Since in any such “forced choice” test the listener can simply guess, a protocol is used to differentiate between that and actual fidelity difference. The statistical method calls for determining the probability of chance being lower than 5% that the person was guessing randomly. Or put inversely that there is 95% confidence in the person hearing an audible difference between A and B.
The headline from the report was that out of all the trials, the number of correct guesses was only 49.82% (why anyone would report such numbers with two decimal places where the margin of error is quite a bit bigger than this is beyond me).
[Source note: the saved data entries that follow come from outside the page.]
PR #1623, opened 2023-07-25
8312974: Bump update version for OpenJDK: jdk-17.0.10

GoeLin:
The usual updates.


yan-too:
Which means, new changes made in July/August/September would go to January not October release? I don't see openjdk wiki, it is under maintenance, but --

gnu-andrew:
> Which means, new changes made in July/August/September would go to January not October release? I don't see openjdk wiki, it is under maintenance, but -- oops, I see: to be pushed after the tag. But in the JBS there is "17.0.10 starts in repository jdk11u-dev after Tuesday August 1st, 2023" -- should it be August 30?

It should be according to the wiki; "Tuesday, August 29 2023: Rampdown; last merge from jdk17u-dev to jdk17u"

This PR seems very premature. It startled me as well.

The good enough camp happily runs with this summary by declaring that the difference between DVD-A/SACD and its “CD” version was no better than chance, ergo there is no audible difference.
Lost in that is one tester who managed to get 8 out of 10 right meaning there was 94.5% probability that he was identifying the proper source and not guessing. This is so close to 95% threshold that it should have been noted as significant and countering the larger conclusion but was not. Two other testers managed 7 out of 10 correct selections. These were all dismissed as exceptions and the total number of trials/listeners incorrectly relied upon.
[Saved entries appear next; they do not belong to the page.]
PR #1630, opened 2023-07-28
8292989: Avoid dynamic memory in AsyncLogWriter

navyxliu:
This patch is *NOT* a clean backport.  The logic part is exactly the same, but I have to adjust code in the following parts:
1. change from KVHashtable to ResourceHashtable because we want to use resourceArea instead of C_HEAP. 
2. rewrite lambda expression using Functor. 

Testing: 
jdk-test1 tests including gtest. 
Manually check there's no malloc/free in runtime.

---------
### Progress
- [ ] [JDK-8292989](https://bugs.openjdk.org/browse/JDK-8292989) needs maintainer approval

### Issue
 * [JDK-8292989](https://bugs.openjdk.org/browse/JDK-8292989): Avoid dynamic memory in AsyncLogWriter (**Enhancement** - P4)

### Reviewers
 * [Paul Hohensee](https://openjdk.org/census#phh) (@phohensee - **Reviewer**) ⚠️ Review applies to [4511c52f](https://git.openjdk.org/jdk17u-dev/pull/1630/files/4511c52feb800cf0dbbbecc5e22c35fc247b6451)

### Reviewing

Checkout this PR locally: \
`$ git fetch https://git.openjdk.org/jdk17u-dev.git pull/1630/head:pull/1630` \
`$ git checkout pull/1630`

`$ git checkout pull/1630` \
`$ git pull https://git.openjdk.org/jdk17u-dev.git pull/1630/head`

</details>

Checkout this PR locally: \
`$ git pr checkout 1630`

`$ git pr show -t 1630`

</details>

<a href="https://git.openjdk.org/jdk17u-dev/pull/1630.diff">https://git.openjdk.org/jdk17u-dev/pull/1630.diff</a>

</details>

### Webrev
[Link to Webrev Comment](https://git.openjdk.org/jdk17u-dev/pull/1630#issuecomment-1655264069)

### DIFF
--- a/src/hotspot/share/logging/logAsyncWriter.cpp
+++ b/src/hotspot/share/logging/logAsyncWriter.cpp
@@ -27,6 +27,7 @@
 #include "logging/logFileOutput.hpp"
 #include "logging/logFileStreamOutput.hpp"
 #include "logging/logHandle.hpp"
+#include "memory/resourceArea.hpp"
 #include "runtime/atomic.hpp"
 #include "runtime/os.inline.hpp"
 
@@ -42,28 +43,49 @@ class AsyncLogWriter::AsyncLogLocker : public StackObj {
   }
 };
 
-void AsyncLogWriter::enqueue_locked(const AsyncLogMessage& msg) {
-  if (_buffer.size() >= _buffer_max_size) {
+// LogDecorator::None applies to 'constant initialization' because of its constexpr constructor.
+const LogDecorations& AsyncLogWriter::None = LogDecorations(LogLevel::Warning, LogTagSetMapping<LogTag::__NO_TAG>::tagset(),
+                                      LogDecorators::None);
+
+bool AsyncLogWriter::Buffer::push_back(LogFileStreamOutput* output, const LogDecorations& decorations, const char* msg) {
+  const size_t sz = Message::calc_size(strlen(msg));
+  const bool is_token = output == nullptr;
+  // Always leave headroom for the flush token. Pushing a token must succeed.
+  const size_t headroom = (!is_token) ? Message::calc_size(0) : 0;
+
+  if (_pos + sz <= (_capacity - headroom)) {
+    new(_buf + _pos) Message(output, decorations, msg);
+    _pos += sz;
+    return true;
+  }
+
+  return false;
+}
+
+void AsyncLogWriter::Buffer::push_flush_token() {
+  bool result = push_back(nullptr, AsyncLogWriter::None, "");
+  assert(result, "fail to enqueue the flush token.");
+}
+
+void AsyncLogWriter::enqueue_locked(LogFileStreamOutput* output, const LogDecorations& decorations, const char* msg) {
+  // To save space and streamline execution, we just ignore null message.
+  // client should use "" instead.
+  assert(msg != nullptr, "enqueuing a null message!");
+
+  if (!_buffer->push_back(output, decorations, msg)) {
     bool p_created;
-    uint32_t* counter = _stats.add_if_absent(msg.output(), 0, &p_created);
+    uint32_t* counter = _stats.put_if_absent(output, 0, &p_created);
     *counter = *counter + 1;
-    // drop the enqueueing message.
-    os::free(msg.message());
     return;
   }
 
-  _buffer.push_back(msg);
   _data_available = true;
   _lock.notify();
 }
 
 void AsyncLogWriter::enqueue(LogFileStreamOutput& output, const LogDecorations& decorations, const char* msg) {
-  AsyncLogMessage m(&output, decorations, os::strdup(msg));
-
-  { // critical area
-    AsyncLogLocker locker;
-    enqueue_locked(m);
-  }
+  AsyncLogLocker locker;
+  enqueue_locked(&output, decorations, msg);
 }
 
 // LogMessageBuffer consists of a multiple-part/multiple-line messsage.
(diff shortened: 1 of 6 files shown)


phohensee (approved):

phohensee:
windows-aarch64 build failure running adlc appears unrelated.

src/hotspot/share/logging/logAsyncWriter.hpp
```diff
@@ -135,7 +55,95 @@ typedef KVHashtable<LogFileStreamOutput*, uint32_t, mtLogging> AsyncLogMap;
 // change the logging configuration via jcmd, LogConfiguration::configure_output() calls flush() under the protection of the
 // ConfigurationLock. In addition flush() is called during JVM termination, via LogConfiguration::finalize.
 class AsyncLogWriter : public NonJavaThread {
+  friend class AsyncLogTest;
+  friend class AsyncLogTest_logBuffer_vm_Test;
   class AsyncLogLocker;
+  using AsyncLogMap = ResourceHashtable<LogFileStreamOutput*, uint32_t, primitive_hash<LogFileStreamOutput*>,
+                                        primitive_equals<LogFileStreamOutput*>, 17,
+                                        ResourceObj::C_HEAP, mtLogging>;
```
shipilev, line 63: These arguments should be on the new lines each, I think? This would match the upstream code better.

src/hotspot/share/utilities/resourceHash.hpp
```diff
@@ -184,11 +184,20 @@ class ResourceHashtable : public ResourceObj {
   // the iteration is cancelled.
   template<class ITER>
   void iterate(ITER* iter) const {
+    auto function = [&] (K& k, V& v) {
```
shipilev, line 187: Can we avoid doing this by making a named `struct` implementing `do_entry` for every use? I realize that would deviate the _uses_ from the upstream, but we would not be changing the shared code, which would be safer for generic code that does not use any of async logging *and* uses older toolchains.

This hunk effectively backports https://bugs.openjdk.org/browse/JDK-8276789, which seems to imply the need to check this works well with different toolchains.

shipilev (commented):
Looked through the code, I have comments.

navyxliu:
> Before I review the change, should https://bugs.openjdk.org/browse/JDK-8294075 be backported as well? Is JDK-8294075 caused by this change?

we found that it doesn't work. we still have intermittent failure. 
https://bugs.openjdk.org/browse/JDK-8309067

src/hotspot/share/utilities/resourceHash.hpp
navyxliu: yes, I can rewrite lambdas using old-style functor. 

to backport [JDK-8276789](https://bugs.openjdk.org/browse/JDK-8276789), we also need to backport bucket_at(), table()/table_size() beforehand. I take your advice. my approach skips more verification and it's not good.  I will use functor.

src/hotspot/share/logging/logAsyncWriter.hpp
navyxliu: hi, @shipilev 
Do we have linter rules for this?

navyxliu: even in tip of jdk, I still can find code like this: 
https://github.com/openjdk/jdk/blob/master/src/hotspot/share/classfile/classLoaderStats.hpp#L114

tstuefe:
Is it necessary to downport this patch? On its own, it does not sound that important, especially if we downport the glibc autotrimmer.

navyxliu:
Hi, Thomas, 

Thanks you for the comments. I was told that it is better reducing memory footprint of UL in jdk17u, a LTS Java. May I learn more about glibc autotrim? Is it a glibc feature or a new feature of hotspot? 

I found JDK-8268893 on JBS. It itself is a very useful feature! It is not an automatic trimmer, is it?

tstuefe:
Hi Xin :)

> Hi, Thomas,
> 
> Thanks you for the comments. I was told that it is better reducing memory footprint of UL in jdk17u, a LTS Java.

Interesting, I'm curious about the effectiveness of your patch. Do you see good results? I would have thought that a lot of these interleaving memory requests are just taken from and handed back into fastbins or tcache, and therefore don't make the arena grow. Also, the glibc attempts to reclaim memory automatically are quite limited (see PR description https://github.com/openjdk/jdk/pull/14781#issue-1790932923)

> May I learn more about glibc autotrim? Is it a glibc feature or a new feature of hotspot?
> 
> I found [JDK-8268893](https://bugs.openjdk.org/browse/JDK-8268893) on JBS. It itself is a very useful feature! It is not an automatic trimmer, is it?

Its https://bugs.openjdk.org/browse/JDK-8293114. You have to manually enable it, it is still marked as experimental. Also not in 17 yet, but Aleksey is preparing things to get it down quickly once it has baked in head a bit.

Essentially, what the trimmer does is run periodically a malloc_trim() operation. malloc_trim() will reclaim memory that has been free'd and that is in page granularity (so, it will also reclaim memory in the middle of an arena).

Cheers, Thomas

shipilev:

I think this is a common misunderstanding of what 95% confidence interval means. If we want to know whether a coin has a preference as to which side it lands on, and give a thousand people a shot at 20 coin flips, if one person gets 19 of out 20 heads, if does not mean we're 95% sure the coin had a preference for heads for that one person. The 95% confidence interval is to allow assumptions to be made for broader populations, as to where the mean lies. You can't really pick out one person from the group. If you do, you'll have to test them multiple times to have confidence it's repeatable.
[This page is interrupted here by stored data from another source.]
PR #1639, opened 2023-08-04
8312065: Socket.connect does not timeout as expected when profiling

yanglong1010:
Hi all,

This pull request contains a fix for [JDK-8312065](https://bugs.openjdk.org/browse/JDK-8312065).

The old SocketImpl is still present in JDK 17, can be enabled with -Djdk.net.usePlainSocketImpl.

I have verified that this problem exists on Linux and macOS, and I feel that it also exists on AIX, 
so I repaired these 3 platforms. Windows implementations are different, so don't have this problem.

I added a platform dependent test.

The test needs to get the OS thread ID of the Java thread. It seems that there is no good Java API to get it directly. The minimum requirement of Linux [/proc/thread-self](https://man7.org/linux/man-pages/man5/proc.5.html#:~:text=/proc/thread%2Dself%20(since%20Linux%203.17)) is Linux 3.17.
The JFR event records the OS thread ID, although this method is cumbersome, it is reliable.

The test also needs to use the kill command to send a signal to the thread. macOS's kill seems to only support process, and I don't have an AIX environment, so this test only supports Linux.

Thanks!

### DIFF
--- a/src/java.base/aix/native/libnet/aix_close.c
+++ b/src/java.base/aix/native/libnet/aix_close.c
@@ -489,7 +489,17 @@ int NET_Connect(int s, struct sockaddr *addr, int addrlen) {
 }
 
 int NET_Poll(struct pollfd *ufds, unsigned int nfds, int timeout) {
-    BLOCKING_IO_RETURN_INT( ufds[0].fd, poll(ufds, nfds, timeout) );
+    int ret;
+    threadEntry_t self;
+    fdEntry_t *fdEntry = getFdEntry(ufds[0].fd);
+    if (fdEntry == NULL) {
+        errno = EBADF;
+        return -1;
+    }
+    startOp(fdEntry, &self);
+    ret = poll(ufds, nfds, timeout);
+    endOp(fdEntry, &self);
+    return ret;
 }
 
 /*
--- a/src/java.base/linux/native/libnet/linux_close.c
+++ b/src/java.base/linux/native/libnet/linux_close.c
@@ -396,7 +396,17 @@ int NET_Connect(int s, struct sockaddr *addr, int addrlen) {
 }
 
 int NET_Poll(struct pollfd *ufds, unsigned int nfds, int timeout) {
-    BLOCKING_IO_RETURN_INT( ufds[0].fd, poll(ufds, nfds, timeout) );
+    int ret;
+    threadEntry_t self;
+    fdEntry_t *fdEntry = getFdEntry(ufds[0].fd);
+    if (fdEntry == NULL) {
+        errno = EBADF;
+        return -1;
+    }
+    startOp(fdEntry, &self);
+    ret = poll(ufds, nfds, timeout);
+    endOp(fdEntry, &self);
+    return ret;
 }
 
 /*
--- a/test/jdk/java/net/Socket/B8312065.java
+++ b/test/jdk/java/net/Socket/B8312065.java
@@ -1,0 +1,249 @@
+/*
+ * Copyright (c) 2023, Alibaba Group Holding Limited. All Rights Reserved.
+ * DO NOT ALTER OR REMOVE COPYRIGHT NOTICES OR THIS FILE HEADER.
+ *
+ * This code is free software; you can redistribute it and/or modify it
+ * under the terms of the GNU General Public License version 2 only, as
+ * published by the Free Software Foundation.
+ *
+ * This code is distributed in the hope that it will be useful, but WITHOUT
+ * ANY WARRANTY; without even the implied warranty of MERCHANTABILITY or
+ * FITNESS FOR A PARTICULAR PURPOSE.  See the GNU General Public License
+ * version 2 for more details (a copy is included in the LICENSE file that
+ * accompanied this code).
+ *
+ * You should have received a copy of the GNU General Public License version
+ * 2 along with this work; if not, write to the Free Software Foundation,
+ * Inc., 51 Franklin St, Fifth Floor, Boston, MA 02110-1301 USA.
+ *
+ * Please contact Oracle, 500 Oracle Parkway, Redwood Shores, CA 94065 USA
+ * or visit www.oracle.com if you need additional information or have any
+ * questions.
+ */
+
+/*
+ * @test
+ * @bug 8312065
+ * @summary Socket.connect does not timeout as expected when profiling (i.e. keep receiving signal)
+ * @library /test/lib
+ * @requires os.family == "linux"
+ * @run main/othervm/timeout=120 -Djdk.net.usePlainSocketImpl B8312065
+ */
+
+import jdk.jfr.Configuration;
+import jdk.jfr.Recording;
+import jdk.jfr.consumer.RecordedEvent;
+import jdk.jfr.consumer.RecordedThread;
+import jdk.jfr.consumer.RecordingFile;
+import sun.misc.Signal;
+
+import java.io.Closeable;
+import java.io.IOException;
+import java.net.InetSocketAddress;
+import java.net.Socket;
+import java.net.SocketTimeoutException;
+import java.nio.file.Files;
+import java.nio.file.Path;
+import java.text.ParseException;
+import java.util.concurrent.CountDownLatch;
+import java.util.concurrent.TimeUnit;
+
+public class B8312065 {
+    private static volatile boolean success = false;
+    private static Recording recording = null;
+    private static volatile boolean isSendSignal = true;
+    private static volatile boolean signalReceived = false;
+    private static final boolean debug = true;
+
+    public static void main(String[] args) throws Exception {
+        // If the thread executing java.net.PlainSocketImpl.socketConnect receives continuous signals,
+        // the thread will be blocked for a long time (about 2 minutes).
+        // To test in the sub-thread, the main thread can detect the execution time of the sub-thread to avoid the
+        // test duration being too long.
+        Thread t = new Thread(() -> {
+            try {
+                task();
+            } catch (Exception e) {
+                error(e.getMessage(), e);
+            }
+        });
+        t.setDaemon(true);
+        t.start();
+
+        int timeoutSeconds = 10;
+        t.join(timeoutSeconds * 1000);
+        if (t.isAlive()) {
+            throw new RuntimeException("Test Failed: " + timeoutSeconds +
+                    " seconds have passed and it has not timed out");
+        }
+
+        if (!success) {
+            throw new RuntimeException("Test Failed");
+        }
+    }
+
+    private static void task() throws IOException, ParseException, InterruptedException {
+        Thread.currentThread().setName("B8312065");
+
+        // Find OS thread ID of the current thread
+        long osThreadId = getOSThreadId();
+        if (osThreadId == 0) {
+            throw new RuntimeException("Failed to get operating system thread id");
+        }
+
+        Thread t = startSendingSignalToThread(osThreadId);
+
+        test();
+
+        isSendSignal = false;
+        t.join();
+    }
+
+    private static Thread startSendingSignalToThread(long osThreadId) throws InterruptedException {
+        // Setup SIGPROF handler
+        Signal.handle(new Signal("PROF"), (signal) -> {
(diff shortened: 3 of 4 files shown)


test/jdk/java/net/Socket/B8312065.java
```diff
@@ -0,0 +1,249 @@
...
+
+    /**
+     * The JFR event records the OS thread ID, which is a reliable way.
+     * Another way is use /proc/thread-self, but unfortunately, it's not supported until linux 3.17
+     * @return Operating System Thread id
+     * @throws IOException
+     * @throws ParseException
+     */
+    private static long getOSThreadId() throws IOException, ParseException {
+        startJFR();
```
apangin, line 181: You may reuse `libNativeThread` for finding threadId and sending signals. This should make the test a lot simpler.
See `SocketAcceptInterruptTest` and `SocketReadInterruptTest` for example.
JFR is an optional feature, it is not available in Minimal VM.

test/jdk/java/net/Socket/B8312065.java
```diff
@@ -0,0 +1,249 @@
...
+
+    static void error(String message, Exception e) {
+        System.out.println(message);
+        e.printStackTrace();
+    }
+
+    static void passed() {
+        success = true;
+    }
+}
```
apangin, line 249: EOL is missing on the last line

test/jdk/java/net/Socket/B8312065.java
yanglong1010: Thanks for your advice. I have updated the test code.

yanglong1010:
Gentle ping @apangin

apangin:
@yanglong1010 I've added a minor comment, otherwise the fix looks good to me. But you'll need one more review anyway, as I don't have an official reviewer status.
Please also configure your repository to [enable pre-submit tests](https://github.com/openjdk/jdk17u-dev/pull/1639/checks?check_run_id=16167188975).

test/jdk/java/net/Socket/B8312065.java
```diff
@@ -0,0 +1,82 @@
...
+                e.printStackTrace();
+            } finally {
+                System.out.println("Test FAILED");
+                System.exit(1);
+            }
+        });
+        t.setDaemon(true);
+        t.start();
+
+        latch.await();
```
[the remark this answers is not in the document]
yanglong1010: It's really useless and has been deleted.

yanglong1010:
> @yanglong1010 I've added a minor comment, otherwise the fix looks good to me. But you'll need one more review anyway, as I don't have an official reviewer status. Please also configure your repository to [enable pre-submit tests](https://github.com/openjdk/jdk17u-dev/pull/1639/checks?check_run_id=16167188975).

Thanks a lot. I have done all your suggestions.

test/jdk/java/net/Socket/B8312065.java
```diff
@@ -0,0 +1,76 @@
...
+        });
+        t.setDaemon(true);
+        t.start();
+
+        try {
+            Socket socket = new Socket();
+            // There is no good way to mock SocketTimeoutException, just assume 192.168.255.255 is not in use
+            socket.connect(new InetSocketAddress("192.168.255.255", 8080), 2000);
+        } catch (SocketTimeoutException e) {
+            System.out.println("Test passed");
```
vyommani, line 73: i will suggest you to provide a check that test 'socket.connect' throws 'SocketTimeoutException'  only after the time expires.

store time just before socket connect and in catch block check if time spent is >= timeout specified.

test/jdk/java/net/Socket/B8312065.java
```diff
@@ -0,0 +1,76 @@
...
+                    if (NativeThread.signal(osThreadId, NativeThread.SIGPIPE) != 0) {
+                        System.out.println("Failed to send signal");
+                        System.exit(1);
+                    }
+                    Thread.sleep(1000);
+                }
+            } catch (Exception e) {
+                e.printStackTrace();
+            } finally {
+                System.out.println("Test FAILED");
```
vyommani, line 61: don't you think "Test FAILED" will print always ?

test/jdk/java/net/Socket/B8312065.java
yanglong1010: Thanks, updated.

test/jdk/java/net/Socket/B8312065.java
yanglong1010: Hi vyommani. There are two situations in which this sentence is executed, one is that it loops for 10 seconds (this will not happen on the JDK I repaired), and the other is that the sleep is interrupted (it will not happen).
I ran the test on the JDK containing my fix and watched stdout, the message was indeed not printed and the test passed. On the JDK before the repair, it will print, and the test will fail.
But in order to make this code look clearer, I removed 'finnaly'.

phohensee (changes requested):
Code duplication is the source of many bugs, so nstead of duplicating the macro code inline, I suggest refactoring a bit and add a RETRY macro argument, vis,
```
#define BLOCKING_IO_RETURN_INT(FD, FUNC, RETRY) {     \
    int ret;                                          \
    threadEntry_t self;                               \
    fdEntry_t *fdEntry = getFdEntry(FD);              \
    if (fdEntry == NULL) {                            \
        errno = EBADF;                                \
        return -1;                                    \
    }                                                 \
    do {                                              \
        startOp(fdEntry, &self);                      \
        ret = FUNC;                                   \
        endOp(fdEntry, &self);                        \
    } while ((RETRY) && ret == -1 && errno == EINTR); \
    return ret;                                       \
}
```
Then, add "true" as the last argument to all invocations of the macro, except the one in NET_Poll, which becomes
```
int NET_Poll(struct pollfd *ufds, unsigned int nfds, int timeout) {
    BLOCKING_IO_RETURN_INT( ufds[0].fd, poll(ufds, nfds, timeout), false );
}
```

phohensee:
The GHA failures seem to be infrastructure issues. Your next merge will rerun them, hopefully successfully.

src/java.base/aix/native/libnet/aix_close.c
```diff
@@ -489,7 +489,17 @@ int NET_Connect(int s, struct sockaddr *addr, int addrlen) {
...
+    threadEntry_t self;
+    fdEntry_t *fdEntry = getFdEntry(ufds[0].fd);
+    if (fdEntry == NULL) {
+        errno = EBADF;
+        return -1;
+    }
+    startOp(fdEntry, &self);
+    ret = poll(ufds, nfds, timeout);
+    endOp(fdEntry, &self);
+    return ret;
```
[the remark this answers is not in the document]
yanglong1010: hi, vyommani, thanks for the suggestion. Do you mind if I modify it like Paul did, I feel like this would make the macro cleaner.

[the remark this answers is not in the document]
vyommani: yes, that's more cleaner approach.

src/java.base/linux/native/libnet/linux_close.c
```diff
@@ -40,6 +40,13 @@
 #include "jvm.h"
 #include "net_util.h"
 
+#if (__STDC_VERSION__ >= 199901L)
+#include <stdbool.h>
+#else
+#define true 1
+#define false 0
+#endif
+
```
apangin, line 49: Since the file already includes `jvm.h`, you can use `JNI_TRUE`/`JNI_FALSE` to avoid introducing more ifdefs

yanglong1010: Andrei, thanks. Pushed.

yanglong1010:
> Code duplication is the source of many bugs, so instead of duplicating the macro code inline, add a RETRY macro argument, vis,
> 
> ```
> #define false 0
> #define true 1
> 
> #define BLOCKING_IO_RETURN_INT(FD, FUNC, RETRY) {     \
>     int ret;                                          \
>     threadEntry_t self;                               \
>     fdEntry_t *fdEntry = getFdEntry(FD);              \
>     if (fdEntry == NULL) {                            \
>         errno = EBADF;                                \
>         return -1;                                    \
>     }                                                 \
>     do {                                              \
>         startOp(fdEntry, &self);                      \
>         ret = FUNC;                                   \
>         endOp(fdEntry, &self);                        \
>     } while ((RETRY) && ret == -1 && errno == EINTR); \
>     return ret;                                       \
> }
> ```
> 
> Then, add "true" as the last argument to all invocations of the macro, except the one in NET_Poll, which becomes
> 
> ```
> int NET_Poll(struct pollfd *ufds, unsigned int nfds, int timeout) {
>     BLOCKING_IO_RETURN_INT( ufds[0].fd, poll(ufds, nfds, timeout), false );
> }
> ```

Paul, Thank you very much for your detailed advice.

test/jdk/java/net/Socket/B8312065.java
```diff
@@ -0,0 +1,87 @@
...
+                }
+            }
+            System.out.println("Test FAILED: Socket.connect blocked " + n + " seconds, " +
+                    "expected around " + timeout / 1000 + " seconds");
+            System.exit(1);
+        });
+        t.setDaemon(true);
+        t.start();
+
+        long startMillis = System.currentTimeMillis();
```
vyommani, line 71: please use monotonically increasing time(System.nanoTime()) in place of 'currentTimeMillis'

vyommani (commented):
There are couples of formatting error(green bar), i think it is because of tab. Please use space in place of tab.

test/jdk/java/net/Socket/B8312065.java
yanglong1010: Thanks, vyommani.  I have pushed. System wall-clock may be changed at any time, It is indeed more reasonable to use `nanoTime`.

phohensee (approved):

yanglong1010:
> There are couples of formatting error(green bar), i think it is because of tab. Please use space in place of tab.

vyommani, I carefully checked the files I have modified, and I did not find `tab`s, all the blanks are `space`s.
I think it may be because the line where the `while` keyword is located has become longer. For alignment, I added spaces in adjacent lines.

vyommani (approved):
Looks OK to me.

apangin (approved):

GoeLin:
Could you please trigger the GHA tests again and the supply a Fix request comment.
I remove the tag in the meantime.

yanglong1010:
> Could you please trigger the GHA tests again and the supply a Fix request comment. I remove the tag in the meantime.

Of course, my pleasure.

apangin:
@yanglong1010 I guess you need to merge the latest changes from master to fix GitHub Actions.

GoeLin:
You are still missing the fix request comment that states reason, risk and testing in the JBS bug.
You can issue another approval request to do that, or edit JBS.  
For example see https://bugs.openjdk.org/browse/JDK-8232933

yanglong1010:
/approval 8312065 request I would like to fix this issue. 
This problem can be reproduced using pure Java code, or it can be reproduced by sending signal from an external profiling tool. If triggered, it may cause the thread to block abnormally. 
Low risk: The repair is clear，do not perform redundant loop retries for NET_Poll. Existing tests have proven that it does not affect the original functions, and a dedicated test for this issue has been added.
Testing: All GHA tests are passed. I ran all the jtreg tests (test/jdk/java/net/ServerSocket,test/jdk/java/net/Socket,test/jdk/java/net/SocketOption,test/jdk/java/net/ipv6) related to jdk.net.usePlainSocketImpl on my host, all passed. I've also added a test for this issue, the unfixed JDK fails, the fixed version passes.

yanglong1010:
> You are still missing the fix request comment that states reason, risk and testing in the JBS bug. You can issue another approval request (Use: approval request " to do that, or edit JBS. For example see https://bugs.openjdk.org/browse/JDK-8232933

GoeLin, Thanks. Updated.

D-D-H:
@yanglong1010 I'm not a committer of jdk-updates project :-(

yanglong1010:
Thanks a lot, @apangin @vyommani @phohensee @GoeLin.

An easy way to understand why 95% doesn't mean 95% confidence, note it's true is you can get 100% purely by chance—rare, but it happens; if someone got 100% of their coin tosses while "willing" heads, would you say that you're 100% confident they could will the outcome?
As for "7 out of 10", note that chance distribution is a bell curve, so 7 of 10 is uninteresting, it's buried in the meat of the curve. I just tossed a penny, 5 sets of 10: 6/4, 6/4, 5/5, 2/8, 3/7. 80% and 70% in there, totally by chance and with few attempts. The total result, 56% tails on 50 tosses, and we know this would tend towards 50% with more tosses, yet I already have 80% on an individual trial, and there is a possibility I'd get 100%. But the only thing that can matter is the long-term outcome.
But to your greater point, I think, I agree that simply doing test like ABX with arbitrary people doesn't always answer the question we have in mind. For instance, if the question is, "can a person discern trumpet notes in a piece of music with many instruments?", and we use subjects from the general population to hear two clips of music and choose A or B as the clip with trumpet, everyone here is probably going to get 100%, but a typical person might have to guess at all of them. They'd get 50% as a whole, but some would be lucky and get 80%, some unlucky and get 20%—some lucky guy might totally guess 100%. There are certain things you can and can't answer with this hypothetical study. If you have enough of "us", you might be able to answer "can some people hear...", with some confidence, but you couldn't answer "can all people hear...". You can't even be certain the individuals who score 95% and up could hear it, but if enough did you'd probably have a good idea. At that point, you'd probably want to take the ones that got high scores and repeat testing—some would fall out as lucky, other as being highly likely to hear it.
And that's the problem I have with a lot of "can people hear the difference between 24-bit and 16-bit" kinds of tests. There is a huge difference between asking if people in general can hear, and whether some people can consistently hear it and prefer one over the other.